[Data records]
- - -
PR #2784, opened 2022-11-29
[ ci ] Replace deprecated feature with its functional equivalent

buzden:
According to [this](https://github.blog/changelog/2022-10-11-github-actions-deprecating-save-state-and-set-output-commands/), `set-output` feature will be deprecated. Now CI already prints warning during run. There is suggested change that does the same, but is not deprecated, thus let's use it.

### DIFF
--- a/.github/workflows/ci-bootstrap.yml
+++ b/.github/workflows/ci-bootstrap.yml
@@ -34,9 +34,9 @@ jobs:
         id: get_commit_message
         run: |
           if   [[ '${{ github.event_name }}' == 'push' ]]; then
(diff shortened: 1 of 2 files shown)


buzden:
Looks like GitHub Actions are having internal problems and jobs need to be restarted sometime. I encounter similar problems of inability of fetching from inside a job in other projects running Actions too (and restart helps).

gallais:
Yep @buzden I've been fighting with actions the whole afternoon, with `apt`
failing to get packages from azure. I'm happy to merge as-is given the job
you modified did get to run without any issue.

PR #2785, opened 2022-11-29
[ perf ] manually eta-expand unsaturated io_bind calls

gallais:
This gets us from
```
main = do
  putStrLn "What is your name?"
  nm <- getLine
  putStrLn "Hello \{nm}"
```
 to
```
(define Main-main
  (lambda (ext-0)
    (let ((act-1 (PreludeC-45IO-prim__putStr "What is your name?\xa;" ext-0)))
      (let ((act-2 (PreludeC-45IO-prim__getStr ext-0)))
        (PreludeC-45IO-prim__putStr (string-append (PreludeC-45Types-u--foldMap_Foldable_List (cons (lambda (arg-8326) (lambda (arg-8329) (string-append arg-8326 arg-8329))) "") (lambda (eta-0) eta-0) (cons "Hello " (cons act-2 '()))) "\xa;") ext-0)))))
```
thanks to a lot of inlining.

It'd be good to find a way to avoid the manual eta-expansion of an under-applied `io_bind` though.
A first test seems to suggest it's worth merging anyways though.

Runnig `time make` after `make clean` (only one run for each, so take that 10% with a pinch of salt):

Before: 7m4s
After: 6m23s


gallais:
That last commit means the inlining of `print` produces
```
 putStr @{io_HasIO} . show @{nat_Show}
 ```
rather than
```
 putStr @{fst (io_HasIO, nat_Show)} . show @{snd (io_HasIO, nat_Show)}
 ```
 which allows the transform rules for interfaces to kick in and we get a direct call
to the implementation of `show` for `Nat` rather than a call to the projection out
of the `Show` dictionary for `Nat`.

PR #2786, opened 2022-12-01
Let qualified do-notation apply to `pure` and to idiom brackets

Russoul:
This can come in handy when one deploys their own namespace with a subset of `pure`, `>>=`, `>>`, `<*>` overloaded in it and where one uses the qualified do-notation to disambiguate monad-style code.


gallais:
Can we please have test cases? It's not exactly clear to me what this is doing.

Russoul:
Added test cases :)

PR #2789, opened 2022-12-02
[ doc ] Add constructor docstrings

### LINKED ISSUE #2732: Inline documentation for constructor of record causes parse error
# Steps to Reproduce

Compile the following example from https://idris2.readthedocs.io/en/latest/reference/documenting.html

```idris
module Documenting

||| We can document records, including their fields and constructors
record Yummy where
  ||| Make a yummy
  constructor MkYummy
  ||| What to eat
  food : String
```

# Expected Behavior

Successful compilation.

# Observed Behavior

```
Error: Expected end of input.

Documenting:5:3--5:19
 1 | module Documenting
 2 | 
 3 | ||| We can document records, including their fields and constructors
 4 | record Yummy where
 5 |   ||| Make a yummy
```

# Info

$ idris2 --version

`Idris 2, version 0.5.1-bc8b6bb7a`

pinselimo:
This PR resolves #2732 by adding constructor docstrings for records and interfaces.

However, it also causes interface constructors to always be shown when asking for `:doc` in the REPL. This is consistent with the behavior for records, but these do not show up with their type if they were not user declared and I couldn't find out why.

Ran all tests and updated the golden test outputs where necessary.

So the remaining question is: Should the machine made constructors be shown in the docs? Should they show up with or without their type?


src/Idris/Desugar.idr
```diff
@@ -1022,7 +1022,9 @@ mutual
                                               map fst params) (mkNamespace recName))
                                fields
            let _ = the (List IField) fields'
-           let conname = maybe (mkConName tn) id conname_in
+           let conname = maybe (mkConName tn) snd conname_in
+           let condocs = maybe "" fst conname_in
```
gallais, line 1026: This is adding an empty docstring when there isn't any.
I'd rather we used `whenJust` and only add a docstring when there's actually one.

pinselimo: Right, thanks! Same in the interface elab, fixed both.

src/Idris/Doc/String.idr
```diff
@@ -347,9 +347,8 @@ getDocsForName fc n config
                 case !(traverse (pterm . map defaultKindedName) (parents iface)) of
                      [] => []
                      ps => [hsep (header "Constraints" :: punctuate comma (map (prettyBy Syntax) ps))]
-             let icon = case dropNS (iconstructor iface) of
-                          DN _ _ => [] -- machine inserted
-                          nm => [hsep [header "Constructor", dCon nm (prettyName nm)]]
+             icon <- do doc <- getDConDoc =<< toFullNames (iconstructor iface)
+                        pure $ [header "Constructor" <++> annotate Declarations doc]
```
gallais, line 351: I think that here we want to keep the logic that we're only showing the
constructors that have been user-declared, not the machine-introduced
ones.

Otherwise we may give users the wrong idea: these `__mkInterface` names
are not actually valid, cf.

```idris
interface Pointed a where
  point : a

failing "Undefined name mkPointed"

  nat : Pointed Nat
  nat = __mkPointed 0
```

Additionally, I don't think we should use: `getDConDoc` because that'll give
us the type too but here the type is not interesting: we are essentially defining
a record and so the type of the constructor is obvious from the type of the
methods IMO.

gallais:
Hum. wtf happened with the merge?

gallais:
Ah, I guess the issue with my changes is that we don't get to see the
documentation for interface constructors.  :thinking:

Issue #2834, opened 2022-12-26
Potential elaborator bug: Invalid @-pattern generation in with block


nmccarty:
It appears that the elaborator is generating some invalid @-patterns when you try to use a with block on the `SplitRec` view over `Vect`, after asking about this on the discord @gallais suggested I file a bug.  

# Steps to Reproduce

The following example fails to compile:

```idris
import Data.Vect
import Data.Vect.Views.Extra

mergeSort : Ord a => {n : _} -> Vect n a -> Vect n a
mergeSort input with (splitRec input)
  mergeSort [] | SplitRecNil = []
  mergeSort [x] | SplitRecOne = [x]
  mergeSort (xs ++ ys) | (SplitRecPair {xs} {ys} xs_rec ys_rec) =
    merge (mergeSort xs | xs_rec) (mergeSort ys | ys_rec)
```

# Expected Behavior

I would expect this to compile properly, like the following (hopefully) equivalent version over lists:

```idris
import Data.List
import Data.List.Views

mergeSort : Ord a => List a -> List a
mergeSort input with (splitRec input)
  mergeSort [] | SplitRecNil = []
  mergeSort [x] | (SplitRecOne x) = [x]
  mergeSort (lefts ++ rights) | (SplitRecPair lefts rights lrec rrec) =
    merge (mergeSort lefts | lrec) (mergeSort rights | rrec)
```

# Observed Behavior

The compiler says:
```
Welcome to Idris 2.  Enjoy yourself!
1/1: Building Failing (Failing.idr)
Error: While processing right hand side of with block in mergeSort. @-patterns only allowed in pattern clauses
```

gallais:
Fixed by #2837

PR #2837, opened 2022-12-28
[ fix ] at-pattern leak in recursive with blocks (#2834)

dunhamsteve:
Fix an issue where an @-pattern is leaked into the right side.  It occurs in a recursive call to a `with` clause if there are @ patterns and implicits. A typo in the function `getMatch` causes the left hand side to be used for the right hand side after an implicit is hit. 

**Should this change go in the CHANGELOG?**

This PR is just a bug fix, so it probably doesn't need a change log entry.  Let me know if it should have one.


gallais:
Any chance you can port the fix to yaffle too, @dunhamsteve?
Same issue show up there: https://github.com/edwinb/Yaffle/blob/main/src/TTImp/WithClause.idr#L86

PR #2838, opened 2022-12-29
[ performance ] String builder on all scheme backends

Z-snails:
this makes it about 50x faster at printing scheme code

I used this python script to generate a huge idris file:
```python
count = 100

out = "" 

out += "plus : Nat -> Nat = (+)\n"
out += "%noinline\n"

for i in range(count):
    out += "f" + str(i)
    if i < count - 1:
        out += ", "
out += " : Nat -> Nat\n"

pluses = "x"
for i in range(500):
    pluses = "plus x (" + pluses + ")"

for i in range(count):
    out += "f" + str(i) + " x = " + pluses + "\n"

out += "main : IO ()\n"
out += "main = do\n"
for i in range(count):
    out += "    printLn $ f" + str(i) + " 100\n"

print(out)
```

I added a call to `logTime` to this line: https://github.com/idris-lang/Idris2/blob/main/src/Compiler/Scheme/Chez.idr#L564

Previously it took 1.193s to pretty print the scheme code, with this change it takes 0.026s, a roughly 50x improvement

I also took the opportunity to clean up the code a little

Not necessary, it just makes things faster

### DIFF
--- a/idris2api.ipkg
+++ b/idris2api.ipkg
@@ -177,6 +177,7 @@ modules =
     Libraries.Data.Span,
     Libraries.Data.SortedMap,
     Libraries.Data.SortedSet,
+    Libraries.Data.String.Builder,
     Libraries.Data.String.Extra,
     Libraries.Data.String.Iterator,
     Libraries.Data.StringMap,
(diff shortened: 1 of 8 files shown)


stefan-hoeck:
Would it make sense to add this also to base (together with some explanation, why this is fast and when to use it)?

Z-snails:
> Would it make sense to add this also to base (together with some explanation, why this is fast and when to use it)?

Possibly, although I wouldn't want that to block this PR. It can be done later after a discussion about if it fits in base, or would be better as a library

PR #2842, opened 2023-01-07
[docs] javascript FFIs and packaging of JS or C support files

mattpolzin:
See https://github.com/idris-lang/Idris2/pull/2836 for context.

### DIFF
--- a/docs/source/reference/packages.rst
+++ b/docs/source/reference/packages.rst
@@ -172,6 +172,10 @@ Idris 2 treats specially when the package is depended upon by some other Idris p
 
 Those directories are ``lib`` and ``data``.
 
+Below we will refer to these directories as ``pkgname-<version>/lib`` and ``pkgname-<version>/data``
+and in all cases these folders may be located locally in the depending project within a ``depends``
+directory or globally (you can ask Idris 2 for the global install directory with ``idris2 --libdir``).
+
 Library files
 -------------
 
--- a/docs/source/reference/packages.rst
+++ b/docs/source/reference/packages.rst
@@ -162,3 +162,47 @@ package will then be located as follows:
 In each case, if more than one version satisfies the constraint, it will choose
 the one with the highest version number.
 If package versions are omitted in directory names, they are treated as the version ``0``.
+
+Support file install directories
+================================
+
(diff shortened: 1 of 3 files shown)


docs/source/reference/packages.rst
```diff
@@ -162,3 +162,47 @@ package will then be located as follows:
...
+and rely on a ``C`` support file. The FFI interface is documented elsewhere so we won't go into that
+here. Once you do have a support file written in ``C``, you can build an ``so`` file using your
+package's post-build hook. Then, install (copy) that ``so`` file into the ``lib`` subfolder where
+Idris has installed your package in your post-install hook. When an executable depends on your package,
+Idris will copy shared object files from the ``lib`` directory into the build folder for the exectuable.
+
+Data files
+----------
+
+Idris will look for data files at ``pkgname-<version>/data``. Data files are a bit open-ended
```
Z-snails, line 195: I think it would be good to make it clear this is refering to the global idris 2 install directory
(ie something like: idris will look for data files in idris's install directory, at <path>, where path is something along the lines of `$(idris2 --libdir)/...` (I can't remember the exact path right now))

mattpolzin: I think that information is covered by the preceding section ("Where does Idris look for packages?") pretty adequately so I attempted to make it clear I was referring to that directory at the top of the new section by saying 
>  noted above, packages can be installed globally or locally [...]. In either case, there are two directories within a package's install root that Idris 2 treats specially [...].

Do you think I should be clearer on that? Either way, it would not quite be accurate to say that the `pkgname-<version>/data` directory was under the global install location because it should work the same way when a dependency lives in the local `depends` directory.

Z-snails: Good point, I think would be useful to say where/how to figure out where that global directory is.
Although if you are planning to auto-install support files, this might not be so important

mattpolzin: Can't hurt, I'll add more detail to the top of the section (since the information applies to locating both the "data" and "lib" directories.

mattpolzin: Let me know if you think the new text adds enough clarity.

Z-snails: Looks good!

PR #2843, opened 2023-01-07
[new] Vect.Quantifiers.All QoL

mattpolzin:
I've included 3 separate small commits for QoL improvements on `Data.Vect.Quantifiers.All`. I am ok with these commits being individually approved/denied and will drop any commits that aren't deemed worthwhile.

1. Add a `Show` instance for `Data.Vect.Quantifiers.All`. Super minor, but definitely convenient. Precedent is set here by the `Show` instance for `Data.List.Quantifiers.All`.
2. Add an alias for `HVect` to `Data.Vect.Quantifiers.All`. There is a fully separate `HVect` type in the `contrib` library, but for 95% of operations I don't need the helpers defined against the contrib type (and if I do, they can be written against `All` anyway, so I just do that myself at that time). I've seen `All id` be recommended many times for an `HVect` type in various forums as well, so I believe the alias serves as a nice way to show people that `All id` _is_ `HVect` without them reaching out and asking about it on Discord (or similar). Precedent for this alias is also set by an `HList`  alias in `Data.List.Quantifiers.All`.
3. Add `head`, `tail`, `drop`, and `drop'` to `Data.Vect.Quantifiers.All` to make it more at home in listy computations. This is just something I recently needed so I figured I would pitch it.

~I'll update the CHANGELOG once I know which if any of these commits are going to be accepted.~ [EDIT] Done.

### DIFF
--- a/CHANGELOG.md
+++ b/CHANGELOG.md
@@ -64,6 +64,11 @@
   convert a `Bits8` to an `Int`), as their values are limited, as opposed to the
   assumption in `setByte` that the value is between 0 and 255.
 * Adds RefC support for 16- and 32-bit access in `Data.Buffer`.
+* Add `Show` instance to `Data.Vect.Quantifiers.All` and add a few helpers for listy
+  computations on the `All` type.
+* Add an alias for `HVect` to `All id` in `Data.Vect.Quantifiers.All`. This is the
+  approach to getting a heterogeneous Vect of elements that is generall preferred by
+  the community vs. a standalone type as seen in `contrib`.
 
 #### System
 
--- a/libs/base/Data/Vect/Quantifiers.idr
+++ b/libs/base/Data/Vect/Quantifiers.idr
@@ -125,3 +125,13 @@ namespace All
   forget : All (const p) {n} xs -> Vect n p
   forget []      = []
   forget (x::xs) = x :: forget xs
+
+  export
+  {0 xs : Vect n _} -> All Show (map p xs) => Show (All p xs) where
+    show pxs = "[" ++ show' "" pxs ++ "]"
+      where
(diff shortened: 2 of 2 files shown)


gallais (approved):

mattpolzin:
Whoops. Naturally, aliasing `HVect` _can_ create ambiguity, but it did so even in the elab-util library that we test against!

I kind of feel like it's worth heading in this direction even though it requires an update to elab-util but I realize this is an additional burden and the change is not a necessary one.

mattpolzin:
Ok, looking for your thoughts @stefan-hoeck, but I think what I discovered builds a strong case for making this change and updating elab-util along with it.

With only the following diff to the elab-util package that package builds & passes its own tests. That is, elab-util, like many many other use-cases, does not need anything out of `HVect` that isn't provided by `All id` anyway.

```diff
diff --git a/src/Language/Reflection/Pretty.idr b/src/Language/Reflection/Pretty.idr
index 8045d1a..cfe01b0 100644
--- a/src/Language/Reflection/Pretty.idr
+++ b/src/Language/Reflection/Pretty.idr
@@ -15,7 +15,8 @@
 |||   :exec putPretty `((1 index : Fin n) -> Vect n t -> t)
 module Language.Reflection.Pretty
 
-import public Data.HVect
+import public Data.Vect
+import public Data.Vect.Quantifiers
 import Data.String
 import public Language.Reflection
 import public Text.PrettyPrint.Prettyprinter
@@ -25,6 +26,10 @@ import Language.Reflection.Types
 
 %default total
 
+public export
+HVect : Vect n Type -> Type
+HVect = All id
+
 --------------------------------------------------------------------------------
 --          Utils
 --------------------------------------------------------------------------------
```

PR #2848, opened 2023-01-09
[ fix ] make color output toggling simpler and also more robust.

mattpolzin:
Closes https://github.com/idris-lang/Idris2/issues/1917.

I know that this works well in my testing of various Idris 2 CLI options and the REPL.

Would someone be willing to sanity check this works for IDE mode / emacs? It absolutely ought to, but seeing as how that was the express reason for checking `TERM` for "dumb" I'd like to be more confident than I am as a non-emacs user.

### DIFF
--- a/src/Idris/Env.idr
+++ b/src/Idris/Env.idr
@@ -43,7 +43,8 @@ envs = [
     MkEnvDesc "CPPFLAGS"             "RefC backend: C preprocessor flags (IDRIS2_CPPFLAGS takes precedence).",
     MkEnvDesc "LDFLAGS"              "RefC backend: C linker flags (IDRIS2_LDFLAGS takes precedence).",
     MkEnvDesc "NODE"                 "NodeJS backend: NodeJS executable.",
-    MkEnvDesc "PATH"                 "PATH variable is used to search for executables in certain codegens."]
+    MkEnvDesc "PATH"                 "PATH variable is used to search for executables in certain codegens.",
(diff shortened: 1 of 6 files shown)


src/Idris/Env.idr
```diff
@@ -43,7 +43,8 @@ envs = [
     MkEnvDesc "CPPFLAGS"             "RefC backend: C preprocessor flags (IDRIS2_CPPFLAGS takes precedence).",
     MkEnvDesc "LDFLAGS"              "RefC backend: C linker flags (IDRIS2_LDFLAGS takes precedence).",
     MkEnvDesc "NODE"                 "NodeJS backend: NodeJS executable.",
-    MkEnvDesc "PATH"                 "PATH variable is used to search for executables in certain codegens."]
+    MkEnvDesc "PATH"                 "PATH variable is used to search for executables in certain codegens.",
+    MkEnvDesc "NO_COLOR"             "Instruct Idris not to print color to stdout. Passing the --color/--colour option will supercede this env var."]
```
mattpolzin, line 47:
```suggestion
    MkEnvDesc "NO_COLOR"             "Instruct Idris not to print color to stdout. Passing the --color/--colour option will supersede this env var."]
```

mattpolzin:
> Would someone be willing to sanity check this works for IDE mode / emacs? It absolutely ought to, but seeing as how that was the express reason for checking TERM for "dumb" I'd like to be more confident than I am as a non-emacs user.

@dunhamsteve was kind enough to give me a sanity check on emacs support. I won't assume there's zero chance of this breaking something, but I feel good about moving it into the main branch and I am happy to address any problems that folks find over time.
- - -
Show the lines of the entries that include the string "both", copying each in full.

• [Answer for the task]:
pinselimo: Right, thanks! Same in the interface elab, fixed both.
mattpolzin: Can't hurt, I'll add more detail to the top of the section (since the information applies to locating both the "data" and "lib" directories.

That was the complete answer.